ACTION ITEM: The lines below that include the word "compiled" are to be reported.

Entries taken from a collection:
PR #38, opened 2021-04-01
Add Github Actions to build static versions

cdgriffith:
Here are three very basic scripts that will build the static releases, as outlined in the readme.  

They will each run the `vvenclibtest` to make sure it compiled correctly and then zip up the `vvencapp`, `vvencFFapp` and `LICNESE.txt`.

Example runs at https://github.com/cdgriffith/vvenc/actions

They currently do NOT include version number in the zip name, nor try to automatically attach to release.

### DIFF
--- a/.github/workflows/build_linux.yaml
+++ b/.github/workflows/build_linux.yaml
@@ -1,0 +1,27 @@
+name: Build executables for Linux
+on:
+  push:
+    branches: [ master, develop, build ]
+  pull_request:
+    branches: [ master, develop ]
+
+jobs:
+  build:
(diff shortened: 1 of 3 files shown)


lvaschmidt:
This seems good to me, do we have a reason this hasn't been merged?

adamjw24:
I'm not sure this is the place to release the binaries for the project. The decision has not yet been made, thats why this MR is still pending.

adamjw24:
We will not be including binaries in the repo for now. You are free to publish them in your fork, though.

Issue #37, opened 2021-03-26
CMake dependency is higher than 3.12 as listed in the README


lvaschmidt:
I tried compiling on CentOS running and preparing with CMake 3.12, which didn't work, but then when I ran the exact same command with CMake 3.20, it compiled fine. 

If I have time later I'll try to pin down which version of CMake is actually required.

jbrdbg:
CMake 3.16 works also fine. We will investigate this issue and provide a fix in a future release.

brixium:
I compiled it successfully in Debian 10, which ships CMake version 3.13.4.

lvaschmidt:
That seems consistent with what I would expect, since I read somewhere that CMake 3.13 added a new place it could look for targets.

When I compile on CMake 3.13.0

```
[root@server vvenc]# /root/cmakevs/cmake-3.13.0/bin/cmake --version
cmake version 3.13.0

CMake suite maintained and supported by Kitware (kitware.com/cmake).
[root@server vvenc]# /root/cmakevs/cmake-3.13.0/bin/cmake .
-- The C compiler identification is GNU 7.3.1
-- The CXX compiler identification is GNU 7.3.1
-- Check for working C compiler: /opt/rh/devtoolset-7/root/usr/bin/cc
-- Check for working C compiler: /opt/rh/devtoolset-7/root/usr/bin/cc -- works
-- Detecting C compiler ABI info
-- Detecting C compiler ABI info - done
-- Detecting C compile features
-- Detecting C compile features - done
-- Check for working CXX compiler: /opt/rh/devtoolset-7/root/usr/bin/c++
-- Check for working CXX compiler: /opt/rh/devtoolset-7/root/usr/bin/c++ -- works
-- Detecting CXX compiler ABI info
-- Detecting CXX compiler ABI info - done
-- Detecting CXX compile features
-- Detecting CXX compile features - done
-- CMAKE_MODULE_PATH: updating module path to: /root/vvc/vvenc/cmake/modules
-- Looking for pthread.h
-- Looking for pthread.h - found
-- Looking for pthread_create
-- Looking for pthread_create - not found
-- Looking for pthread_create in pthreads
-- Looking for pthread_create in pthreads - not found
-- Looking for pthread_create in pthread
-- Looking for pthread_create in pthread - found
-- Found Threads: TRUE  
-- Configuring done
-- Generating done
-- Build files have been written to: /root/vvc/vvenc
```

When I try to compile with CMake 3.12.4

[...]

PR #44, opened 2021-04-07
Update CMakeLists.txt to require 3.13.0

lvaschmidt:
Bump CMake requirement from 3.12.0 to 3.13.0 in the CMakeLists.txt file to automatically stop someone from encountering issue #37 (As we've established that compiling with 3.12 will fail.)


adamjw24:
makes sense

PR #48, opened 2021-04-08
Remove check for empty input to fix stdin piping

### LINKED ISSUE #47: YUV piping doesn't work
Example of command:
```
ffmpeg -hide_banner -i test.mkv -c:v rawvideo -pix_fmt  yuv420p10le - | ./vvencapp -p 1 --preset faster -o try.h266 --format yuv420_10 --size 1920x1080 --framerate 30 --qp 30 --qpa 0 --input "" -f 30
```
Output:
```
started @ Wed Apr  7 20:37:29 2021

vvencapp [error]: failed to open input file
```
related to this commit https://github.com/fraunhoferhhi/vvenc/commit/b465e4a148ace45fca007f9b927215fc4856ee49

lvaschmidt:
This check always failed, seems to encode fine without it though. Should fix #47

### DIFF
--- a/source/Lib/apputils/YuvFileIO.cpp
+++ b/source/Lib/apputils/YuvFileIO.cpp
@@ -512,15 +512,7 @@ int YuvFileIO::open( const std::string &fileName, bool bWriteMode, const int fil
   {
     if( fileName.empty() )
     {
-      if( ( fseek(stdin, 0, SEEK_END), ftell(stdin)) > 0 )
-      {
-        rewind( stdin );
-      }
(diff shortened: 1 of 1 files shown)


adamjw24:
While this might fix the issue #47, just removing the check is not enough. For now we had "implicit" signaling of the pipe input. The implicit condition was than confirmed by data being available on stdin. If we remove the check, it's better to go for explicit signaling. We are fixing this feature to use the typical input pipe semantics with "-i -" and will push it early next week.

PR #86, opened 2021-08-20
Update README.md

bradh:
Make patent non-licensing explicit.

### DIFF
--- a/README.md
+++ b/README.md
@@ -129,6 +129,8 @@ Feel free to contribute. To do so:
 # License
 
 Please see [LICENSE.txt](./LICENSE.txt) file for the terms of use of the contents of this repository.
+    
+In particular, note that the license does not include patent licensing that may be applicable to the use of the contents of this repository.
 
 For more information, please contact: vvc@hhi.fraunhofer.de
 


adamjw24:
Thanks for this proposal. Every wording regarding to the license has to be signed of by way more people than functional changes, so the consideration of this might take some time.

The information is contained in the license file, so I guess it's not a time critical change, but rather a small connivance.

bradh:
Would it be easier if it used the exact wording from the license file?
```
No patent rights, trademark rights and/or 
other Intellectual Property Rights other than the copyrights concerning 
the Software are granted under this license.
```
?

adamjw24:
I'll know in a week at earliest, bcs of vacation and stuff.

Myself, I don't see a point bringing up specific parts of the license for people who don't want to click the link. I looked at that part of the readme, and it doesn't say anything about the license, it just states the copyright and says too look up the license file. If there were other points being discussed in the readme I'd be more agreeable, but the readme doesnt say "in short, the license is..., and for details look up the actual license", it just says "go look up the actual license". If we start doing excerpts of the license, it becomes a whole new discussion, what points should be contained within the excerpt, and what legal meaning does the excerpt have and so on. Do you see the point?

I think the license itself is straightforward enough as it is, and it is what it is. We'll discuss it eventally tho.

bradh:
I think this case is a bit different. Most projects disclaim patent licences,  but actually having a patent pool organised is rare.

adamjw24:
I had a look at x265 and aomenc and neither mentions patent situation in the readme. I really don't think this is the single most important aspect of the license to be mentioned.

PR #90, opened 2021-08-24
add CheckIPOSupported to avoid LTO not supported by compilers

hizia320:
Not all compilers support LTO


adamjw24:
What compilers do not support LTO? We test a wide range of version for GCC/Clang/MSVC, every now and than someone builds it using ICC.

Could you fix the formatting and rename the "result" variable to something meaningful (HAS_LTO/LTO_AVAILABLE or similar)? In the formatting, add a space within the parentheses before first and after last argument. Also remove the additional empty line at the beginning of the changed block.

adamjw24:
Since this is a user setting, maybe add `check_ipo_supported()` into the following block to generate an error if the property is set and not available? https://github.com/fraunhoferhhi/vvenc/blob/0e6ca4febb21facec606fe803273fed31beec6fc/CMakeLists.txt#L195-L199

PR #109, opened 2021-11-15
Remove global variables for the logging callback

ChristianFeldmann:
Using many encoder instances at the same time causes problems if the logging callback uses global variables. 
This is my first attempt at setting a callback to each encoder instance. 
The problems still are: 
 - The decoder lib functions don't support the setting. Why are they even in this repo? This is the encoder and not a decoder? As far as I can see they are never actually used.
 - The tracing also does not have support for this yet. But this can be added
 - I don't understand why in `vvencCfg.h` you are exposing multiple undocumented functions on the config. These also use logging so this does not work yet.

### DIFF
--- a/include/vvenc/vvenc.h
+++ b/include/vvenc/vvenc.h
@@ -379,13 +379,14 @@ VVENC_DECL int vvenc_print_summary( vvencEncoder * );
 VVENC_DECL const char* vvenc_get_error_msg( int nRet );
 
 /* vvenc_set_logging_callback
- This method registers a log message callback function to the encoder library.
+ This method registers a log message callback function to the encoder instance.
  If no such function has been registered, the library will omit all messages.
+ \param[in]  vvencEncoder pointer to opaque handler
  \param[in]  ctx pointer of the caller, if not needed set it to null
  \paramin]   Log message callback function.
  \retval     int VVENC_ERR_INITIALIZE indicates the encoder was not successfully initialized in advance, otherwise the return value VVENC_OK indicates success.
 */
-VVENC_DECL int vvenc_set_logging_callback( void * ctx, vvencLoggingCallback callback );
+VVENC_DECL int vvenc_set_logging_callback( vvencEncoder * , void * ctx, vvencLoggingCallback callback );
 
 /* vvenc_get_compile_info_string
  creates compile info string containing OS, Compiler and Bit-depth (e.g. 32 or 64 bit).
--- a/source/App/vvencFFapp/EncApp.cpp
+++ b/source/App/vvencFFapp/EncApp.cpp
@@ -125,6 +125,8 @@ int EncApp::encode()
     return -1;
   }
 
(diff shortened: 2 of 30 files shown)


adamjw24:
About your comments.

- Decoder module can be used to bootstrap the encoder to a specific state (using `DebugBitstream` or `DebugBitstream1/2` options). This can be useful for debugging/QP switching for fix QP bitrate matching/error resiliency. This is an expert option, probably of no use to everyday users. So far there was always more reason to keep this functionality than kill it for the sake of cleanness.
- The tracing is also an expert option and has different requirements than the rest of the code. It is not thread-safe and thus can use standard IO. This is why it is disabled in standard builds.
- What functionality do you mean in vvencCfg.h? If there is no documentation, the options should probably not be used externally. We might write it down somewhere as a high-level guideline.

About the MR. I don't like using the Slice (which is there to represent slice properties) object to pass the logger around. I understand that the logger has to be universally available and bcs of our program structure there is no top-level "encoding context" object that could store it. How about putting it into vvencCfg object as a member? We will discuss it this week.

ChristianFeldmann:
Thanks for the info. Then we have to see how the decoder and analyzer can do their logging. Or if they are just used for a very specific application / debugging maybe it would be ok if they just log to `std::cout`. 
In the `vvencCfg.h` I mean the functions:
```
VVENC_DECL void vvenc_config_default( vvenc_config *cfg );
VVENC_DECL int vvenc_init_preset( vvenc_config *cfg, vvencPresetMode preset );
VVENC_DECL int vvenc_init_default( vvenc_config *cfg, int width, int height, int framerate, int targetbitrate, int qp, vvencPresetMode preset );
VVENC_DECL bool vvenc_init_config_parameter( vvenc_config *cfg );
VVENC_DECL const char* vvenc_get_config_as_string( vvenc_config *cfg, vvencMsgLevel eMsgLevel );
```
They seem to be exported with `VVENC_DECL` but they are not really documented. 

I agree that the Slice object is not optimal for this. I was also thinking to put it into the config object but then I thought that it is not really a config. Although for other encoders the logging callback is a parameter in the config that you can set. So yes maybe this is an option.

adamjw24:
So we've talked it a bit, and I'd have to hold this back. We are now working on two major features. First, a string-based interface (for better API/ABI consistency in future versions). Second, a new rate control mode requiring two concurrent encoders. Both of those features will have a lot of refactoring and accepting your changes right now would be more of an obstacle, also given how the concept is not yet fully developed.

We will take care of better documentation while extending/refactoring the interface.

About where to put the logger function pointer, I think vvenc_config is not such a bad idea. I mean, in the end, it is a configuration - just a functional one in that case.

If we don't fix the issue in the process of the refactoring work, you're welcome to retackle it after the changes are made. I'd hold of on bigger stuff until than. Closing for now.

ChristianFeldmann:
Thanks for the update. I guess we can live for now without the logging callback. Although in a real production environment I would feel much much better if this works in a multithreading save way.

PR #143, opened 2022-02-21
bugfix: if isLast and DMVR in filterCopy()

hizia320:
fix shifting,
  if isLast==true (and isFirst==false) and DMVR mode
    if IF_INTERNAL_PREC_BILINEAR > clpRng.bd
       => rightShift
    else
       => leftShift

### DIFF
--- a/source/Lib/CommonLib/InterpolationFilter.cpp
+++ b/source/Lib/CommonLib/InterpolationFilter.cpp
@@ -323,12 +323,11 @@ void InterpolationFilter::filterCopy( const ClpRng& clpRng, const Pel* src, int 
       if ((clpRng.bd - IF_INTERNAL_PREC_BILINEAR) > 0)
       {
         shift10BitOut = (clpRng.bd - IF_INTERNAL_PREC_BILINEAR);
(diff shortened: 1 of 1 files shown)


adamjw24:
So the first part somehow doesn't matter, since VVenC cannot do >10bit. For the second part you're saying there is a bug when doing 8-bit encoding without SIMD? We'll have a look and merge if confirmed.

adamjw24:
This code needs some clean, but your fix is not required. Basically the code will never be active.

The `filterCopy` will only be used when `xFrac=yFrac=0`. In that case `isFirst` will always be `true`, since it is the first "filtering" step, and the execution never goes into `isLast && !isFirst` case. I will clean it up a bit and add checks for cases that should not be happening. Closing as irrelevant.

adamjw24:
Also, DMVR bilinear filter implies bi-prediction, which implies `!isLast`

hizia320:
Thanks for your confirmation.

Actually, I just utilized this code to do something and found its logic was not expected.  Of course, I hope it's correct no matter it is active or not in VVenC.

Thanks for your help.

PR #177, opened 2022-07-03
Update CMake link to HTTPS & the redirect target

Schweinepriester:
Pretty much the title: http://www.cmake.org/ is being redirected to https://cmake.org/, so use HTTPS right away and skip the redirect.

### DIFF
--- a/AUTHORS.md
+++ b/AUTHORS.md
@@ -12,4 +12,3 @@
 * Christian Stoffers, , Fraunhofer HHI
 * Gabriel Hege, , Fraunhofer HHI
 * Jens Güther, , Fraunhofer HHI
-* Kai Hollberg, @Schweinepriester,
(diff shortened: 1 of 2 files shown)


adamjw24:
Thank you for looking that up. I hope you don't mind, but I would rather not add you as author with such a minor change. The authors are implicitely, because of our license, copyright holders of the software, which has far-reaching implications. We did it so people don't have to give up copyright when contributing, but I feel like that change is not big enough to extend the group of copyright holders. So if you could not incldue that change I would approve the PR. Otherwise, just from the project organization point of view and for simplicity of the governance, I would rather reject it.

Schweinepriester:
Totally fair, I for sure hesitated adding myself for this change, but since it's plain in the README and I had another project ask me to add me even for such a little change, I've gone ahead initially - will remove it now!

I might suggest changing the corresponding line to something like

> Add your name to [AUTHORS.md](https://github.com/fraunhoferhhi/vvenc/blob/master/AUTHORS.md), if your changes are substantial

though 0:-)

PR #187, opened 2022-08-27
Delete duplicate 'inline' for AVX512

Jamaika1:
```
x86/CommonDefX86.h:331:15: error: duplicate 'inline'
  331 | ALWAYS_INLINE inline __m512i
      |               ^~~~~~
```


adamjw24:
Could you please rather remove the `ALWAYS_INLINE` than `inline`?

Best regards,
Adam

adamjw24:
Actually, it should `static inline`. Could you also fix that while you're at it?

PR #779, opened 2024-09-20
Runtime mappings

nablaone:
This PR adds basic (rudimentary) support for runtime mappings. 
- it's limited only to mappings that are passed  in a query
- it supports only one expression now, fixes `[Logs] Web Traffic`  dashboard

Screenshot 2024-09-30 at 16 36 23

Screenshot 2024-09-30 at 16 36 42


quesma/queryparser/runtime_mappings.go
```diff
@@ -0,0 +1,54 @@
...
+	"quesma/model"
+	"quesma/quesma/types"
+)
+
+func ParseRuntimeMappings(body types.JSON) map[string]model.RuntimeMapping {
+
+	result := make(map[string]model.RuntimeMapping)
+
+	if runtimeMappings, ok := body["runtime_mappings"]; ok {
+		if runtimeMappingsMap, ok := runtimeMappings.(map[string]interface{}); ok {
```
jakozaur, line 15: In other places we use `JsonMap` instead of `map[string]interface{}`.

jakozaur: PErhaps logging error or warn, when type is different would be also nice.

jakozaur (approved):
Can be better, but right step.

PR #780, opened 2024-09-22
Percentile combinator

trzysiek:


quesma/queryparser/pancake_sql_query_generation.go
```diff
@@ -53,6 +53,12 @@ func (p *pancakeSqlQueryGenerator) generateAccumAggrFunctions(origExpr model.Exp
 			// This is ClickHouse specific: https://clickhouse.com/docs/en/sql-reference/aggregate-functions/combinators
 			return model.NewFunction(origFunc.Name+"State", origFunc.Args...), origFunc.Name + "Merge", nil
 		}
+
+		// We use sumArray here, because "quantiles" returns an array.
+		// We probably could simplify the code a bit to use "quantile" instead, and just "sum" here.
+		if strings.HasPrefix(origFunc.Name, "quantiles") {
+			return origFunc, "sumArray", nil
+		}
```
jakozaur, line 61: Sum of quantiles does not seem correct. I would add quantiles to same condition that creates State and Merge, but likely you need to do some parsing.

jakozaur (changes requested):
Thanks for fixing, but likely we need to use State and Merge.

jakozaur (approved):

PR #781, opened 2024-09-22
Very small code cleanup

trzysiek:
Just a small removal of some pre-pancake code (+ fix expected results for 1 test)


quesma/testdata/aggregation_requests.go
trzysiek, line 1: This test had incorrect expected column results (column names didn't match the expected SQL)

jakozaur (approved):

PR #782, opened 2024-09-23
Dual write support in index config

avelanarius:
This PR makes it possible to configure dual writes by specifying two targets in ingest processor:

```yaml
my_index:
  target: [ my-clickhouse-data-source, my-minimal-elasticsearch ]
```

The limitation, that the ingest processor and query processor must have the same configuration, is now lifted (so you can specify reading from Elastic, but ingesting into both ClickHouse and Elastic).

The implementation of `/_doc` endpoint is now simplified to use the existing logic of bulk ingest (which already had a proper support for dual writes).

### DIFF
--- a/quesma/quesma/config/config_v2.go
+++ b/quesma/quesma/config/config_v2.go
@@ -245,6 +245,11 @@ func (c *QuesmaNewConfiguration) validatePipelines() error {
 		if ingestProcessor.Type != QuesmaV1ProcessorIngest && ingestProcessor.Type != QuesmaV1ProcessorNoOp {
 			return fmt.Errorf("ingest pipeline must have ingest-type or noop processor")
 		}
+		for _, indexConf := range ingestProcessor.Config.IndexConfig {
+			if len(indexConf.Optimizers) != 0 {
+				return fmt.Errorf("configuration of index '%s' in '%s' processor cannot have any optimizers, this is only a feature of query processor", ingestPipeline.Processors[0], indexConf.Name)
+			}
+		}
 		queryProcessor := c.getProcessorByName(queryPipeline.Processors[0])
 		if queryProcessor == nil {
 			return fmt.Errorf(fmt.Sprintf("query processor named [%s] not found in configuration", ingestPipeline.Processors[0]))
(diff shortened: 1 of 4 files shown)


quesma/quesma/functionality/doc/doc.go
```diff
@@ -4,29 +4,18 @@ package doc
...
-			tableName = cfg.IndexConfig[tableName].Override
-		}
-		nameFormatter := clickhouse.DefaultColumnNameFormatter()
-		transformer := jsonprocessor.IngestTransformerFor(tableName, cfg)
-		return ip.ProcessInsertQuery(ctx, tableName, types.NDJSON{body}, transformer, nameFormatter)
-	})
+func Write(ctx context.Context, tableName *string, body types.JSON, ip *ingest.IngestProcessor, cfg *config.QuesmaConfiguration, phoneHomeAgent telemetry.PhoneHomeAgent) (bulk.BulkItem, error) {
+	// Translate single doc write to a bulk request, reusing exiting logic of bulk ingest
+	results, err := bulk.Write(ctx, tableName, []types.JSON{
+		map[string]interface{}{"index": map[string]interface{}{"_index": *tableName}},
```
nablaone, line 17: This is magic. Maybe we should extract a function here.

quesma/quesma/config/config_v2.go
```diff
@@ -245,6 +245,11 @@ func (c *QuesmaNewConfiguration) validatePipelines() error {
 		if ingestProcessor.Type != QuesmaV1ProcessorIngest && ingestProcessor.Type != QuesmaV1ProcessorNoOp {
 			return fmt.Errorf("ingest pipeline must have ingest-type or noop processor")
 		}
+		for _, indexConf := range ingestProcessor.Config.IndexConfig {
+			if len(indexConf.Optimizers) != 0 {
+				return fmt.Errorf("configuration of index '%s' in '%s' processor cannot have any optimizers, this is only a feature of query processor", ingestPipeline.Processors[0], indexConf.Name)
```
nablaone, line 250: This can be a warning. I'm not sure about the policy (strictness) regarding our configuration.

quesma/quesma/router.go
```diff
@@ -418,24 +419,12 @@ func resolveIndexResult(sources elasticsearch.Sources) (*mux.Result, error) {
 		StatusCode: http.StatusOK}, nil
 }
 
-func indexDocResult(index string, statusCode int) (*mux.Result, error) {
-	body, err := json.Marshal(indexDocResponse{
```
nablaone, line 422: I don't understand why we return something different here.

mieciu (approved):
:shipit:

SOLUTION TO THIS EXERCISE:
They will each run the `vvenclibtest` to make sure it compiled correctly and then zip up the `vvencapp`, `vvencFFapp` and `LICNESE.txt`.
I tried compiling on CentOS running and preparing with CMake 3.12, which didn't work, but then when I ran the exact same command with CMake 3.20, it compiled fine. 
I compiled it successfully in Debian 10, which ships CMake version 3.13.4.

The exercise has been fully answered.